### WHAT THE EXERCISE ASKS
Below are lines of data, and only some are wanted. Please repeat exactly those from the line that has "PR #182, opened 2017-03-29" through the line that has "trouble implementing. I".

[Stored data]
····················
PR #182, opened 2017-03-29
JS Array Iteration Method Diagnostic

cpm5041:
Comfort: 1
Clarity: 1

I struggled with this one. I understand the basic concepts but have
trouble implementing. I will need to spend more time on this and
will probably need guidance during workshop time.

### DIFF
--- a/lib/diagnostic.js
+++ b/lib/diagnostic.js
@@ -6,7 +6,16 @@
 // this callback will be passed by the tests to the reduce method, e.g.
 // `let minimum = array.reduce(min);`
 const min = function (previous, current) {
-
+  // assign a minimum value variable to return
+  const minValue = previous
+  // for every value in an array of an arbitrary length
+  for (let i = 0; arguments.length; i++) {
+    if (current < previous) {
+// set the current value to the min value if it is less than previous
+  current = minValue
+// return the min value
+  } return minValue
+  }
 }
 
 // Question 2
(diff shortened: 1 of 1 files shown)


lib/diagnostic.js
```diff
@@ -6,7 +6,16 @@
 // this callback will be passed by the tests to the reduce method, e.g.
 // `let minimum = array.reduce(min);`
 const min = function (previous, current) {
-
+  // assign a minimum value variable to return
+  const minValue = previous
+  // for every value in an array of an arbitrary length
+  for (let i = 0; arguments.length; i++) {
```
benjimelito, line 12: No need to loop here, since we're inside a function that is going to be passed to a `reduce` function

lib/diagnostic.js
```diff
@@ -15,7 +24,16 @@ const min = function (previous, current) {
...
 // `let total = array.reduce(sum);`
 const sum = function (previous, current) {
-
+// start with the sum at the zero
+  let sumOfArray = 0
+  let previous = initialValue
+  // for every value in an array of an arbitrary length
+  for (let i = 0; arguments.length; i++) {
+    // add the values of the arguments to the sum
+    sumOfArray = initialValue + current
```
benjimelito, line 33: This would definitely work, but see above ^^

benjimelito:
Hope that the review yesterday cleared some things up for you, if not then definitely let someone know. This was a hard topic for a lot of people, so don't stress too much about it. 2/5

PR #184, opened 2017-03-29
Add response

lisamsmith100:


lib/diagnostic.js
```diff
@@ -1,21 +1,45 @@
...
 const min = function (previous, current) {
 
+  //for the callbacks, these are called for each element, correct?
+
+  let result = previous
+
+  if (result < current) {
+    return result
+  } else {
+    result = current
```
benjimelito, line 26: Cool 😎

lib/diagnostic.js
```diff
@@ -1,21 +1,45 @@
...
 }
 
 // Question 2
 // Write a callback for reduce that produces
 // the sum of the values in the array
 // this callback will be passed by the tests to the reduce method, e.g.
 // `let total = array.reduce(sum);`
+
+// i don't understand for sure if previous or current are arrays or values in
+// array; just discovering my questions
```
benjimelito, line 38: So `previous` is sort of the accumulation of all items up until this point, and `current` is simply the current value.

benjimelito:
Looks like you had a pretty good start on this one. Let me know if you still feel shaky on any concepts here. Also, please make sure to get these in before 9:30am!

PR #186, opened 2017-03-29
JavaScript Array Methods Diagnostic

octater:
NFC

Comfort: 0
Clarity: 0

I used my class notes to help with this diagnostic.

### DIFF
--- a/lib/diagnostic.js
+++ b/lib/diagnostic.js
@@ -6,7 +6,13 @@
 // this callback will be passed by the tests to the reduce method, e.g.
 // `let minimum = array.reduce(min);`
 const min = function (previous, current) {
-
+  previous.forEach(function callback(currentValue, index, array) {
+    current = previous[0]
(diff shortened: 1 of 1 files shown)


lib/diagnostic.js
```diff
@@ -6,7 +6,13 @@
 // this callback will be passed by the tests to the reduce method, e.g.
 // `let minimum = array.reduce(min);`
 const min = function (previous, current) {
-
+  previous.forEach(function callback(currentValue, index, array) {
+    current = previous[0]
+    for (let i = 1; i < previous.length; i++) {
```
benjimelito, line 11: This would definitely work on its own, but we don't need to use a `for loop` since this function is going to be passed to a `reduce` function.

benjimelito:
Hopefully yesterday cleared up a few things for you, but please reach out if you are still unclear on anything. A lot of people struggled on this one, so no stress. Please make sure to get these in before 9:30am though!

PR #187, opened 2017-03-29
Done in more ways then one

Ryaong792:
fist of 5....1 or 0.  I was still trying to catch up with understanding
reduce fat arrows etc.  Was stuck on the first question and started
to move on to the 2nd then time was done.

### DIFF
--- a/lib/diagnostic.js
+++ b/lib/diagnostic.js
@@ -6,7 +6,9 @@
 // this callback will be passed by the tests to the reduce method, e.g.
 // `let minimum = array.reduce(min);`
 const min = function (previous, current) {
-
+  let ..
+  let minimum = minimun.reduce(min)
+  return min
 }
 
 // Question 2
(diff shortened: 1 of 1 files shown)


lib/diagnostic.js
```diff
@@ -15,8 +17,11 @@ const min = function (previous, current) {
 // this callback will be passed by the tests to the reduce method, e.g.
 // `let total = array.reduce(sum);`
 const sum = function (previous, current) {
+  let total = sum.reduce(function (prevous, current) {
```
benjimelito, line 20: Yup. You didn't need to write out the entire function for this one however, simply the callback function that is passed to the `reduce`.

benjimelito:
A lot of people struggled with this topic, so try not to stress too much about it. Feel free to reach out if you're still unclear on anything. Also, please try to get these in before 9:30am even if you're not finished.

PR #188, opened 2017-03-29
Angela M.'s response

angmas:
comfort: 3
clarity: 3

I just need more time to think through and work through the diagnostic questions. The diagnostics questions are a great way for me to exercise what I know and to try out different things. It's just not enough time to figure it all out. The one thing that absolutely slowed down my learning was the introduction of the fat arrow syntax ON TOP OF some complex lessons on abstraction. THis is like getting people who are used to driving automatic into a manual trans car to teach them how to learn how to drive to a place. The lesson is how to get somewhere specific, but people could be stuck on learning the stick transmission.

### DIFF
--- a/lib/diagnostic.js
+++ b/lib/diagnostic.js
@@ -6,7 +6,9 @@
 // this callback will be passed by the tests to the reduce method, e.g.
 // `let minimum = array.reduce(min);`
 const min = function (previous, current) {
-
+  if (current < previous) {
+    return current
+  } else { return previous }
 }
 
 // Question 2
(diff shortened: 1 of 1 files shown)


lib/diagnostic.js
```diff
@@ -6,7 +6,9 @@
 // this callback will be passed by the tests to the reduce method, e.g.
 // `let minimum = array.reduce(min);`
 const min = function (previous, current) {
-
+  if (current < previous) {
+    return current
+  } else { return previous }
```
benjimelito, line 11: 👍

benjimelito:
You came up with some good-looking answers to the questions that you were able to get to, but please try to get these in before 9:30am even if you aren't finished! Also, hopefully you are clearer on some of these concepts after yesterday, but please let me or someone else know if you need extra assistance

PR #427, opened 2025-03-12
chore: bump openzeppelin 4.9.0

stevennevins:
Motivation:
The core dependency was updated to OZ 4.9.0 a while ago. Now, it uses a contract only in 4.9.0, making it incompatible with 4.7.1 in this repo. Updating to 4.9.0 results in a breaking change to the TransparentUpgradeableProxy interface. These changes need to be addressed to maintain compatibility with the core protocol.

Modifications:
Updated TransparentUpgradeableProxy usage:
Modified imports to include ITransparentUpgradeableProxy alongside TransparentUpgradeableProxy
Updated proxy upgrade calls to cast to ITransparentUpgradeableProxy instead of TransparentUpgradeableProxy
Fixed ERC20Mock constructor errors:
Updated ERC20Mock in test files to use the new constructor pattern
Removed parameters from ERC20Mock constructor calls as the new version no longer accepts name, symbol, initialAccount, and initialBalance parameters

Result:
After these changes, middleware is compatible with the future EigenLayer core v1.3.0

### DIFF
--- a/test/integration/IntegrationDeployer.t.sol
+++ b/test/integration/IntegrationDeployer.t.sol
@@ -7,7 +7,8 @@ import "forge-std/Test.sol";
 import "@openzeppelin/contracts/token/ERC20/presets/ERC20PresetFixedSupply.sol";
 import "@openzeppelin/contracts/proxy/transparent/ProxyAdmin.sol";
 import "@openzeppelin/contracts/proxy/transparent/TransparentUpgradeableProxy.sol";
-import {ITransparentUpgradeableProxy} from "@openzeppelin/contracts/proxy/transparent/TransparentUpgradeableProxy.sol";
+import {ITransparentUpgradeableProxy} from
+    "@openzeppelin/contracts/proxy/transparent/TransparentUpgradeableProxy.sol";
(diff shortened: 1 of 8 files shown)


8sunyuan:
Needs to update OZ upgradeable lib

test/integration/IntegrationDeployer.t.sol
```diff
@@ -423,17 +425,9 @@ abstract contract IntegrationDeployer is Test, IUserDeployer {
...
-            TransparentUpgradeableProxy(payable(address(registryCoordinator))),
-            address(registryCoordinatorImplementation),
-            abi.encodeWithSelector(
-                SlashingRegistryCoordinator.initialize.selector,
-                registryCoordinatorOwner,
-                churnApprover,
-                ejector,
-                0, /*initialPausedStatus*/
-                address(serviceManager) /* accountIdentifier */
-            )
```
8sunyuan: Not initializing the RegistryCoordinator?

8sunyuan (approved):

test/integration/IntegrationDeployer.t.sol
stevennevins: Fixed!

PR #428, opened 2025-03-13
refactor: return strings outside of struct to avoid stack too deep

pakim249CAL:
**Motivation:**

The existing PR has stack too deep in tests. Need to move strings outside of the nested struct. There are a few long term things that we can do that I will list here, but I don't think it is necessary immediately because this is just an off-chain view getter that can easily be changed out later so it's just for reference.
····················
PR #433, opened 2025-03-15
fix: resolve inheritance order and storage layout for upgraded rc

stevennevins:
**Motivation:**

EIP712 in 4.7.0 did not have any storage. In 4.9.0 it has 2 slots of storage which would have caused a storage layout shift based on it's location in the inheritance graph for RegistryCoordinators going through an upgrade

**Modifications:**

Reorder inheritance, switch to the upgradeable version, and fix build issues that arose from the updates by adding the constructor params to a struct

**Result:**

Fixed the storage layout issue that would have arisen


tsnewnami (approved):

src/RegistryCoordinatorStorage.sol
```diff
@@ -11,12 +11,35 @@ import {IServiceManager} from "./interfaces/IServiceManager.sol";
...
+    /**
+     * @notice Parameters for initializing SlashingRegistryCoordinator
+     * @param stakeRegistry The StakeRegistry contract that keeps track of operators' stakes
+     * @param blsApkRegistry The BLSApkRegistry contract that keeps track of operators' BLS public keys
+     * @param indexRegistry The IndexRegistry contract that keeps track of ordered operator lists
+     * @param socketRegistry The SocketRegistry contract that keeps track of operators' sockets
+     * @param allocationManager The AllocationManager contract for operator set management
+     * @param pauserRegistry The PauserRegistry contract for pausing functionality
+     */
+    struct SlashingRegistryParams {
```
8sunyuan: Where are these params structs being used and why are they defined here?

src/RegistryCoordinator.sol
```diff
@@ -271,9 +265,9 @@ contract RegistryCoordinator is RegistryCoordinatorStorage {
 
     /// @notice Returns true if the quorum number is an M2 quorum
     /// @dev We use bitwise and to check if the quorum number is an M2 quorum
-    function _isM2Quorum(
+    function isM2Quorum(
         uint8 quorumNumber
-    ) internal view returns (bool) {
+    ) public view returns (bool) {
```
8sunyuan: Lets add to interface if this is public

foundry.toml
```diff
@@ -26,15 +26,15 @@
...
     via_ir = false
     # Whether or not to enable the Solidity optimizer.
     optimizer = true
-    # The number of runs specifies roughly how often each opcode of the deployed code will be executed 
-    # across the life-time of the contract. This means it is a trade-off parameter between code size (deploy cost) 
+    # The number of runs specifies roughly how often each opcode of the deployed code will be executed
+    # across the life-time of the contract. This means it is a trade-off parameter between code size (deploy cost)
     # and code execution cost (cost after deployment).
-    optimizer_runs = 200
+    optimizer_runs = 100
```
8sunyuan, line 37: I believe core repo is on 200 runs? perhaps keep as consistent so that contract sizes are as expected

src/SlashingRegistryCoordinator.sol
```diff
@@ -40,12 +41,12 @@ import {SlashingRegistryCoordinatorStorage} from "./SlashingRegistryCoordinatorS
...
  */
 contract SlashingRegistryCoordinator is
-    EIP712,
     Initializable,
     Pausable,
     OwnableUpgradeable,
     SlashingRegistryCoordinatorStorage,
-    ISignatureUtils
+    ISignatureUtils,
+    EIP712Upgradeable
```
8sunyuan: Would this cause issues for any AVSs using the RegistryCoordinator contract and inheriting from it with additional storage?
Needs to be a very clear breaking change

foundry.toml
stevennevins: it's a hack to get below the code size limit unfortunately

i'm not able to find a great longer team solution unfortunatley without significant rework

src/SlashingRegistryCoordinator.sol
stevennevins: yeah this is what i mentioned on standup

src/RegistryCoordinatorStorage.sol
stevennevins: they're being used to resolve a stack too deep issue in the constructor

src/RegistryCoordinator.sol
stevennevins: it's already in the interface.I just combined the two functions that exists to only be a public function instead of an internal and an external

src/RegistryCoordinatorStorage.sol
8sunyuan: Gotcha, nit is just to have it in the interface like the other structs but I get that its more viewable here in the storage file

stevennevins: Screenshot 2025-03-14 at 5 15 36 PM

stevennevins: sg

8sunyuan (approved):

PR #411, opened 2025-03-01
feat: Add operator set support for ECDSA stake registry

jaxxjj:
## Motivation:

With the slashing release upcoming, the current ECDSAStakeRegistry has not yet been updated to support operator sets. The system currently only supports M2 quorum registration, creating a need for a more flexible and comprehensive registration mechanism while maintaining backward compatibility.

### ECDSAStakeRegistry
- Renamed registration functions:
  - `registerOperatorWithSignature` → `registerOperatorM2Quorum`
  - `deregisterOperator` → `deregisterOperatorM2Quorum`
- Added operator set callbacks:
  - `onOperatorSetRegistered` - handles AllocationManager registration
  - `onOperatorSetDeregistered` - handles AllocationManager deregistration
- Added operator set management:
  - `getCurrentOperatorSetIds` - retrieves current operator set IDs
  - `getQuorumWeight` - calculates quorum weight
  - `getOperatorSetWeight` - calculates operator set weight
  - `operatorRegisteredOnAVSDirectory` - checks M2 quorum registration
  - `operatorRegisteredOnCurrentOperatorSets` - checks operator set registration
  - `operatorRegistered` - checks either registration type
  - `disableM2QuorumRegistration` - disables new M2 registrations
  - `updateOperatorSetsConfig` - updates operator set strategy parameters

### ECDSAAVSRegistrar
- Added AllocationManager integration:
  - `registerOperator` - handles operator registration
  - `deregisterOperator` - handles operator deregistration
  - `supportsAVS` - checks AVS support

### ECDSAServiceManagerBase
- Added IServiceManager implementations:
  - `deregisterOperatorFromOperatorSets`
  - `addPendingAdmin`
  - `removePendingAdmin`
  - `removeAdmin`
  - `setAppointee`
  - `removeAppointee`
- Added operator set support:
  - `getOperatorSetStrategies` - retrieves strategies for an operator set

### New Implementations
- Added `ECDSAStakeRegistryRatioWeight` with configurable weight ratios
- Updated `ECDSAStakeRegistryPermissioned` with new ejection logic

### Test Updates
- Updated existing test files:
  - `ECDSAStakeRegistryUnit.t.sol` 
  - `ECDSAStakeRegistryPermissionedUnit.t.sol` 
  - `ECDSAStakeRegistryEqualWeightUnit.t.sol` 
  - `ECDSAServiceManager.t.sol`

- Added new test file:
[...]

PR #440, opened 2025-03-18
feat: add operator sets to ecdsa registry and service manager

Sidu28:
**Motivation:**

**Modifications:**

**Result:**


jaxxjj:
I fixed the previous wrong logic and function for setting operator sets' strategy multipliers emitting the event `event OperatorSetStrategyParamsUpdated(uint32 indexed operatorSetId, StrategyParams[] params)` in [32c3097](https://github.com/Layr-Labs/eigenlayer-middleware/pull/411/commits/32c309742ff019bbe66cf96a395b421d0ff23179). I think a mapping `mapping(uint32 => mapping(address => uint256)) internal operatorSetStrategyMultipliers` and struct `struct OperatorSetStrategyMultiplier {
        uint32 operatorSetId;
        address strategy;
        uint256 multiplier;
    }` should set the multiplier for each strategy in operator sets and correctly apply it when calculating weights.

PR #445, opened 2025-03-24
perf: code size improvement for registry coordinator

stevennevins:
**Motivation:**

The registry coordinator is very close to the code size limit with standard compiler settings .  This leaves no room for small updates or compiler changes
····················
### WRITTEN ANSWER
PR #182, opened 2017-03-29
JS Array Iteration Method Diagnostic

cpm5041:
Comfort: 1
Clarity: 1

I struggled with this one. I understand the basic concepts but have
trouble implementing. I will need to spend more time on this and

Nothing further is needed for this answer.